Exercise aim:
Each line of the data should be transcribed exactly as given.

** Opening Provided data block **

PR #30765, opened 2025-01-26
feat: add import.meta.envName

maximepvrt:
### 📚 Description

Currently, the environment name is defined only by `process.env.NODE_ENV` and is not documented.

### DIFF
--- a/packages/vite/src/client.ts
+++ b/packages/vite/src/client.ts
@@ -57,6 +57,7 @@ export async function buildClient (ctx: ViteBuildContext) {
       'import.meta.browser': true,
       'import.meta.nitro': false,
       'import.meta.prerender': false,
+      'import.meta.envName': JSON.stringify(ctx.config.mode),
       'module.hot': false,
       ...nodeCompat.define,
     },
--- a/docs/3.api/6.advanced/2.import-meta.md
+++ b/docs/3.api/6.advanced/2.import-meta.md
@@ -27,7 +27,7 @@ Property | Type | Description
 `import.meta.dev` | boolean | True when running the Nuxt dev server.
 `import.meta.test` | boolean | True when running in a test context.
 `import.meta.prerender` | boolean | True when rendering HTML on the server in the prerender stage of your build.
-`import.meta.envName` | string | Specifies the current environment name (e.g., 'development', 'production', …).
+`import.meta.envName` | string | Specifies the current environment name (e.g., 'development', 'production', 'staging', …).
 
 ## Builder Properties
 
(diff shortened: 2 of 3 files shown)


packages/vite/src/client.ts
```diff
@@ -57,6 +57,7 @@ export async function buildClient (ctx: ViteBuildContext) {
       'import.meta.browser': true,
       'import.meta.nitro': false,
       'import.meta.prerender': false,
+      'import.meta.envName': JSON.stringify(ctx.config.mode),
```
danielroe, line 60: thank you for this!

the options here for are `production`, `development` or `test`, and they can be accessed in `import.meta.dev` and `import.meta.test`.

in general adding `envName` is more verbose - `production` vs a simple boolean, so I'm less inclined to add this feature.

what are you thinking this adds?

maximepvrt: @danielroe Thanks for your response!

I understand your point about the verbosity of adding an `envName`. However, as per the [Nuxt documentation](https://nuxt.com/docs/api/commands/build#options), it’s now possible to define a custom `envName`, like `staging`, which offers a more powerful way to manage configurations across different environments, as outlined [here](https://nuxt.com/docs/getting-started/configuration#environment-overrides). 

The challenge, however, is that there is currently no documented way to access the `envName` within the application. For example, I might want to pass a different logo color for the `staging` environment. I was hoping to have a documented variable to handle this, especially in the context of this [Sentry issue](https://github.com/getsentry/sentry-javascript/issues/15147).

danielroe: The `envName` is not accessible even in this PR; it is not the same thing as `mode`.

maximepvrt: @danielroe Thanks for the clarification!

Given that envName is a build-time concept, would it be possible for the build to generate a variable that could be accessed at runtime? This could be really useful for modules (like Sentry) and would also help with the example I mentioned earlier.

danielroe: That's not a bad idea!

But the sentry issue should be fixed by checking `nuxt.options.dev`.

maximepvrt:
https://github.com/nuxt/nuxt/issues/30776

packages/vite/src/client.ts
HigherOrderLogic: @danielroe 

Can I take this issue, following the path of generating a runtime variable like stated above?

danielroe: if @maximepvrt is happy to carry on with it, I think it makes sense for him to update the PR...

** Closing Provided data block **

Completed task:
PR #30765, opened 2025-01-26
feat: add import.meta.envName

maximepvrt:
### 📚 Description

Currently, the environment name is defined only by `process.env.NODE_ENV` and is not documented.

### DIFF
--- a/packages/vite/src/client.ts
+++ b/packages/vite/src/client.ts
@@ -57,6 +57,7 @@ export async function buildClient (ctx: ViteBuildContext) {
       'import.meta.browser': true,
       'import.meta.nitro': false,
       'import.meta.prerender': false,
+      'import.meta.envName': JSON.stringify(ctx.config.mode),
       'module.hot': false,
       ...nodeCompat.define,
     },
--- a/docs/3.api/6.advanced/2.import-meta.md
+++ b/docs/3.api/6.advanced/2.import-meta.md
@@ -27,7 +27,7 @@ Property | Type | Description
 `import.meta.dev` | boolean | True when running the Nuxt dev server.
 `import.meta.test` | boolean | True when running in a test context.
 `import.meta.prerender` | boolean | True when rendering HTML on the server in the prerender stage of your build.
-`import.meta.envName` | string | Specifies the current environment name (e.g., 'development', 'production', …).
+`import.meta.envName` | string | Specifies the current environment name (e.g., 'development', 'production', 'staging', …).
 
 ## Builder Properties
 
(diff shortened: 2 of 3 files shown)


packages/vite/src/client.ts
```diff
@@ -57,6 +57,7 @@ export async function buildClient (ctx: ViteBuildContext) {
       'import.meta.browser': true,
       'import.meta.nitro': false,
       'import.meta.prerender': false,
+      'import.meta.envName': JSON.stringify(ctx.config.mode),
```
danielroe, line 60: thank you for this!

the options here for are `production`, `development` or `test`, and they can be accessed in `import.meta.dev` and `import.meta.test`.

in general adding `envName` is more verbose - `production` vs a simple boolean, so I'm less inclined to add this feature.

what are you thinking this adds?

maximepvrt: @danielroe Thanks for your response!

I understand your point about the verbosity of adding an `envName`. However, as per the [Nuxt documentation](https://nuxt.com/docs/api/commands/build#options), it’s now possible to define a custom `envName`, like `staging`, which offers a more powerful way to manage configurations across different environments, as outlined [here](https://nuxt.com/docs/getting-started/configuration#environment-overrides). 

The challenge, however, is that there is currently no documented way to access the `envName` within the application. For example, I might want to pass a different logo color for the `staging` environment. I was hoping to have a documented variable to handle this, especially in the context of this [Sentry issue](https://github.com/getsentry/sentry-javascript/issues/15147).

danielroe: The `envName` is not accessible even in this PR; it is not the same thing as `mode`.

maximepvrt: @danielroe Thanks for the clarification!

Given that envName is a build-time concept, would it be possible for the build to generate a variable that could be accessed at runtime? This could be really useful for modules (like Sentry) and would also help with the example I mentioned earlier.

danielroe: That's not a bad idea!

But the sentry issue should be fixed by checking `nuxt.options.dev`.

maximepvrt:
https://github.com/nuxt/nuxt/issues/30776

packages/vite/src/client.ts
HigherOrderLogic: @danielroe 

Can I take this issue, following the path of generating a runtime variable like stated above?

danielroe: if @maximepvrt is happy to carry on with it, I think it makes sense for him to update the PR...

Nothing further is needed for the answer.